TASK TO COMPLETE >>
Copy out the data below, all of it, exactly.

INFORMATION PROVIDED >>
[Start of Attachment]
PR #7913, opened 2019-05-09
Add system tests for Vision Product Search. Test product set resource…

brendanlundy:
Add system tests for Vision Product Search. Test product set resource management.

### DIFF
--- a/vision/tests/system.py
+++ b/vision/tests/system.py
@@ -33,6 +33,10 @@ LABEL_FILE = os.path.join(_SYS_TESTS_DIR, "data", "car.jpg")
 LANDMARK_FILE = os.path.join(_SYS_TESTS_DIR, "data", "landmark.jpg")
 TEXT_FILE = os.path.join(_SYS_TESTS_DIR, "data", "text.jpg")
 FULL_TEXT_FILE = os.path.join(_SYS_TESTS_DIR, "data", "full-text.jpg")
+USER_PROJECT = os.environ.get("GOOGLE_CLOUD_TESTS_USER_PROJECT")
+# Valid locations include 'us-west1', 'us-east1', 'asia-east1', 'europe-west1'
+LOCATION = os.environ.get("GOOGLE_CLOUD_TESTS_LOCATION")
+
 
 
 class VisionSystemTestBase(unittest.TestCase):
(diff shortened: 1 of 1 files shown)


vision/tests/system.py
```diff
@@ -33,6 +33,10 @@
 LANDMARK_FILE = os.path.join(_SYS_TESTS_DIR, "data", "landmark.jpg")
 TEXT_FILE = os.path.join(_SYS_TESTS_DIR, "data", "text.jpg")
 FULL_TEXT_FILE = os.path.join(_SYS_TESTS_DIR, "data", "full-text.jpg")
+USER_PROJECT = os.environ.get("GOOGLE_CLOUD_TESTS_USER_PROJECT")
```
busunkim96: If `USER_PROJECT` can be specified via project id, could this be changed to `PROJECT_ID`? (Our CI already sets the environment variable` PROJECT_ID`)

vision/tests/system.py
```diff
@@ -33,6 +33,10 @@
...
+# Valid locations include 'us-west1', 'us-east1', 'asia-east1', 'europe-west1'
+LOCATION = os.environ.get("GOOGLE_CLOUD_TESTS_LOCATION")
```
busunkim96: Is it alright for tests to run against only one of these locations?

vision/tests/system.py
tseaver: @busunkim96 This looks to be copied from the `storage` system tests, where `USER_PROJECT` is specifically used to test the "requester pays" features.

@brendanlundy I don't think you actually mean to use that feature in any way (`vision` doesn't support it, AFAIK).

vision/tests/system.py
brendanlundy: Yes, running against 1 location is fine. I removed the environment variable and hard-coded "us-west1" as the location.

vision/tests/system.py
brendanlundy: I changed the name of the environment variable to PROJECT_ID. 

However, when I ran the tests with `nox -f vision/noxfile.py -s system-3.7` , PROJECT_ID was not set. Am I running the tests incorrectly? I still had to `export PROJECT_ID='my-project'
` to get the tests to run.

busunkim96: Yes! The environment variable needs to be set when running tests locally. I'll kick off a Kokoro job for Vision to make sure the tests run there.

busunkim96:
@brendanlundy Would you mind doing a `nox -s blacken` to re-format the file?

vision/tests/system.py
busunkim96: Looks like they are all running: https://source.cloud.google.com/results/invocations/03c8cf96-fdc4-4783-848a-7868b8a7d42f/targets/cloud-devrel%2Fclient-libraries%2Fgoogle-cloud-python%2Fpresubmit%2Fvision/log

brendanlundy:
> @brendanlundy Would you mind doing a `nox -s blacken` to re-format the file?
Done.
[End of Attachment]
TASK SOLUTION >>
PR #7913, opened 2019-05-09
Add system tests for Vision Product Search. Test product set resource…

brendanlundy:
Add system tests for Vision Product Search. Test product set resource management.

### DIFF
--- a/vision/tests/system.py
+++ b/vision/tests/system.py
@@ -33,6 +33,10 @@ LABEL_FILE = os.path.join(_SYS_TESTS_DIR, "data", "car.jpg")
 LANDMARK_FILE = os.path.join(_SYS_TESTS_DIR, "data", "landmark.jpg")
 TEXT_FILE = os.path.join(_SYS_TESTS_DIR, "data", "text.jpg")
 FULL_TEXT_FILE = os.path.join(_SYS_TESTS_DIR, "data", "full-text.jpg")
+USER_PROJECT = os.environ.get("GOOGLE_CLOUD_TESTS_USER_PROJECT")
+# Valid locations include 'us-west1', 'us-east1', 'asia-east1', 'europe-west1'
+LOCATION = os.environ.get("GOOGLE_CLOUD_TESTS_LOCATION")
+
 
 
 class VisionSystemTestBase(unittest.TestCase):
(diff shortened: 1 of 1 files shown)


vision/tests/system.py
```diff
@@ -33,6 +33,10 @@
 LANDMARK_FILE = os.path.join(_SYS_TESTS_DIR, "data", "landmark.jpg")
 TEXT_FILE = os.path.join(_SYS_TESTS_DIR, "data", "text.jpg")
 FULL_TEXT_FILE = os.path.join(_SYS_TESTS_DIR, "data", "full-text.jpg")
+USER_PROJECT = os.environ.get("GOOGLE_CLOUD_TESTS_USER_PROJECT")
```
busunkim96: If `USER_PROJECT` can be specified via project id, could this be changed to `PROJECT_ID`? (Our CI already sets the environment variable` PROJECT_ID`)

vision/tests/system.py
```diff
@@ -33,6 +33,10 @@
...
+# Valid locations include 'us-west1', 'us-east1', 'asia-east1', 'europe-west1'
+LOCATION = os.environ.get("GOOGLE_CLOUD_TESTS_LOCATION")
```
busunkim96: Is it alright for tests to run against only one of these locations?

vision/tests/system.py
tseaver: @busunkim96 This looks to be copied from the `storage` system tests, where `USER_PROJECT` is specifically used to test the "requester pays" features.

@brendanlundy I don't think you actually mean to use that feature in any way (`vision` doesn't support it, AFAIK).

vision/tests/system.py
brendanlundy: Yes, running against 1 location is fine. I removed the environment variable and hard-coded "us-west1" as the location.

vision/tests/system.py
brendanlundy: I changed the name of the environment variable to PROJECT_ID. 

However, when I ran the tests with `nox -f vision/noxfile.py -s system-3.7` , PROJECT_ID was not set. Am I running the tests incorrectly? I still had to `export PROJECT_ID='my-project'
` to get the tests to run.

busunkim96: Yes! The environment variable needs to be set when running tests locally. I'll kick off a Kokoro job for Vision to make sure the tests run there.

busunkim96:
@brendanlundy Would you mind doing a `nox -s blacken` to re-format the file?

vision/tests/system.py
busunkim96: Looks like they are all running: https://source.cloud.google.com/results/invocations/03c8cf96-fdc4-4783-848a-7868b8a7d42f/targets/cloud-devrel%2Fclient-libraries%2Fgoogle-cloud-python%2Fpresubmit%2Fvision/log

brendanlundy:
> @brendanlundy Would you mind doing a `nox -s blacken` to re-format the file?
Done.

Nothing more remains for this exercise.